### Activity:
In the entries that follow, how many lines hold the string "with"? Give only that number.

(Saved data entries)
################

PR #215, opened 2018-12-18
Don't automatically add path on error

eatkins:
There were two semantic bugs in swoval file tree views:

1) When the depth of the path search is set to -1, the file tree view is
   supposed to return a list that contains only the entry for the source
   root. For depth >= 0, the source root is not part of the results.

2) recursive traversal of the file system was halted if a subdirectory
   did not satisfy the filter.

I think that I added the exception handler in DefaultFileTreeView to
support getting the source root, but this caused problems elsewhere. I
fixed the upstream bug so that now DefaultFileTreeView should do the
right thing.

Similarly, the logic for first listing the results with AllPass and
subsequently applying the filter is unnecessary now that I fixed the
upstream bug.

Since there were not tests of these semantics, I added FileTreeViewSpec.

### DIFF
--- a/io/src/main/scala/sbt/internal/io/DefaultFileTreeView.scala
+++ b/io/src/main/scala/sbt/internal/io/DefaultFileTreeView.scala
@@ -2,15 +2,12 @@ package sbt.internal.io
 
 import java.nio.file.{ NoSuchFileException, NotDirectoryException, Path }
 
-import com.swoval.files.{ TypedPath => STypedPath }
-import com.swoval.files.FileTreeViews
+import com.swoval.files.{ FileTreeViews, TypedPath => STypedPath }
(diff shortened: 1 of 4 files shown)


typesafe-tools:
To validate this pull request against other sbt modules, please visit <A HREF="https://jenkins.scala-sbt.org:8592/job/sbt-validator/parambuild/?sbt=develop&zinc=develop&io=pull/215/head&librarymanagement=develop&util=develop&website=develop&deploy_to_bintray=false&run_sbt_community=false&verbose_dbuild=false&community_verbose=false">this link.</A>

eatkins:
This is a pre-req for the PathFinderInput idea in #212.

eed3si9n (approved):
Nice to see tests.

PR #217, opened 2019-01-16
Bump swoval

eatkins:
I found an off by one error that would erroneously evict a subdirectory
from monitoring if both the subdirectory and its parent were registered
with depth=0.  This is fairly rare in normal sbt builds since usually
only the base directory is registered with depth=0, but I discovered it
in a scripted test and it surely would have caused an issue for some
users.


typesafe-tools:
To validate this pull request against other sbt modules, please visit <A HREF="https://jenkins.scala-sbt.org:8592/job/sbt-validator/parambuild/?sbt=develop&zinc=develop&io=pull/217/head&librarymanagement=develop&util=develop&website=develop&deploy_to_bintray=false&run_sbt_community=false&verbose_dbuild=false&community_verbose=false">this link.</A>

PR #222, opened 2019-02-08
Bump swoval version

eatkins:
I discovered a nasty performance bug that impacted windows and linux in
swoval. Whenever the background watch process for the global file
repository detected that a directory was modified, it would rescan the
entire directory to determine what had changed. This could cause a huge
amount of io to happen if there were a lot of files in the modified
directory. It also was generally unnecessary because the directory
should have been updated via incremental file updates. This change does
make it slightly more likely that the cache will get out of sync with
the file system, but the cache is easily flushed and users can disable
it if they have any issues anyway.

### DIFF
--- a/io/src/main/scala/sbt/io/FileTreeRepository.scala
+++ b/io/src/main/scala/sbt/io/FileTreeRepository.scala
@@ -22,7 +22,7 @@ import scala.collection.mutable
  * Represents a path in the file system. It may cache some of the file attributes so that no disk
  * io is necessary to check, for example, whether the file is a directory or regular file.
  */
-trait TypedPath {
+private[sbt] trait TypedPath {
 
   /**
    * The underlying path that this represents.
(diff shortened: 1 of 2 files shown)


typesafe-tools:
To validate this pull request against other sbt modules, please visit <A HREF="https://jenkins.scala-sbt.org:8592/job/sbt-validator/parambuild/?sbt=develop&zinc=develop&io=pull/222/head&librarymanagement=develop&util=develop&website=develop&deploy_to_bintray=false&run_sbt_community=false&verbose_dbuild=false&community_verbose=false">this link.</A>

eatkins:
I found another performance bug so I have to make yet another swoval version. Things are looking really good with my manual testing on windows though now.

eed3si9n:
Nice. Good to catch these before 1.3.x.

eed3si9n (approved):

PR #1147, opened 2022-12-15
Fix trailing space on `init` keyword

stevapple:
Minor fix-up to #1137 which solves the problem of `BasicFormat` formatting `init()` into `init ()`.

PR #1148, opened 2022-12-15
Mark function parameters and tuple elements as indented

stevapple:
RT, this will allow `SwiftBasicFormat` to indent a multiline

- `TupleTypeElementList`
- `TupleExprElementList `
- `FunctionParameterList`

more nicely.


stevapple:
One of the tests depends on the style update in #1147, so that should be tested with & merged ahead

Tests/SwiftSyntaxBuilderTest/FunctionTests.swift
```diff
@@ -42,7 +42,55 @@ final class FunctionTests: XCTestCase {
...
+    let builder = FunctionDecl("""
+      func test(
+        _ p1: Int,
+        p2: Int,
+        _ p3: Int,
+        p4: Int,
+        _ p5: Int
+      ) -> Int {
+        return p1 + p2 + p3 + p4 + p5
+      }
```
kimdv, line 56: will this also format it like this if I make it like this?

```
func test(_ p1: Int, p2: Int, _ p3: Int, p4: Int, _ p5: Int ) -> Int {
         return p1 + p2 + p3 + p4 + p5
       }
```

stevapple: Nope, all these changes works for source input that already has `.newline` leading trivia, eg:
```swift
func test(_ p1: Int, p2: Int,
_ p3: Int, p4: Int, _ p5: Int
    ) -> Int {
         return p1 + p2 + p3 + p4 + p5
       }
```
should be formatted as
```swift
func test(_ p1: Int, p2: Int,
    _ p3: Int, p4: Int, _ p5: Int
) -> Int {
    return p1 + p2 + p3 + p4 + p5
}
```

kimdv: Could we add a test to ensure it then works that way. 

And also that 
```
func test(_ p1: Int, p2: Int, _ p3: Int, p4: Int, _ p5: Int) -> Int {
    return p1 + p2 + p3 + p4 + p5
}
```

also becomes

```
func test(_ p1: Int, p2: Int, _ p3: Int, p4: Int, _ p5: Int) -> Int {
    return p1 + p2 + p3 + p4 + p5
}
```

stevapple: It looks like `SwiftBasicFormat` will respect additional spaces, so those are not getting away unless we land a specific patch.

Going to add the common single-line case as a test, which just works out of the box:)

kimdv:
@swift-ci please test

kimdv (approved):

Tests/SwiftSyntaxBuilderTest/FunctionTests.swift
ahoppen: Yes, not removing whitespace is currently a limitation of how `BasicFormat` currently works. Without this rule we would over-indent some nodes that are being constructed with SwiftSyntaxBuilder and that thus already have indentation. If anyone is interested in trying to remove that restriction, I’d be open to a proposal. 

But I think for now this is fine. If you feed stupid formatting you’ll get stupid formatting out – I think this is fine.

ahoppen (approved):
Thanks you for the fix and all the test cases. Looks good to me 👍

PR #1144, opened 2022-12-14
Update swift-syntax revision

kimdv:
- [x] Depends on #1113

PR #1136, opened 2022-12-12
Move gyb files to codegen

kimdv:
- [x] Depends on #1128
- [x] Depends on #1144 
- [x] Depends on #1113

PR #1149, opened 2022-12-15
Move generation to a single executable

kimdv:
I open this PR with some initial ideas so we can start discuss on the solution.

- [x] Depends on #1113
- [x] Depends on #1136
- [x] Depends on #1144
- [x] Depends on #1151


CodeGeneration/Sources/generate-swiftsyntax/GenerateSwiftSyntax.swift
```diff
@@ -17,18 +17,75 @@ import Utils
...
+    try generateSwiftSyntax()
+    try generateSwiftSyntaxBuilder()
+  }
+  
+  private func generateSwiftBasicFormat() throws {
+    try generateFiles(
+    templates: [
+      (basicFormatFile, "BasicFormat.swift"),
+    ],
+    inSource: "SwiftBasicFormat")
```
ahoppen, line 39: What do you think about having something like:

```swift
let templates: [(builderNode: SourceFileSyntax, filename: String, module: String)] = [
  (basicFormatFile, "BasicFormat.swift", "SwiftBasicFormat"),
  (syntaxClassificationFile, "SyntaxClassification.swift", "IDEUtils")
]
```

and just generating everything from a single function?

build-script.py
```diff
@@ -517,26 +504,37 @@ def verify_code_generated_files(
...
+    )
+    self_swiftparser_generated_dir = os.path.join(
+        self_temp_dir, "Sources", "SwiftParser", "generated"
+    )
+    self_swiftsyntax_generated_dir = os.path.join(
+        self_temp_dir, "Sources", "SwiftSyntax", "generated"
+    )
+    self_swiftsyntaxbuilder_generated_dir = os.path.join(
+        self_temp_dir, "Sources", "SwiftSyntaxBuilder", "generated"
+    )
```
ahoppen, line 533: Since e you are refactoring this: I think this can become a loop now.

```python
self_temp_dir = tempfile.mkdtemp()

run_code_generation(…)

for module in ["SwiftBasicFormat", "IDEUtils", …]:
  self_generated_dir = os.path.join(self_temp_dir, "Sources", module, "generated")
  user_generated_dir = os.path.join(<something>, module, "generated")
  check_generated_files_match(self_generated_dir, user_generated_dir)
```

ahoppen (commented):
Much cleaner. Thank you.

One additional thing I’ve got on my wish list (doesn’t have to be part of this PR): Add a parameter to `generate-swiftsyntax` to only generate a single file. I would have found this useful while debugging why a file wasn’t generated the way I expected.

ahoppen (approved):

ahoppen:
@swift-ci Please test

################

### Reply to the task:
8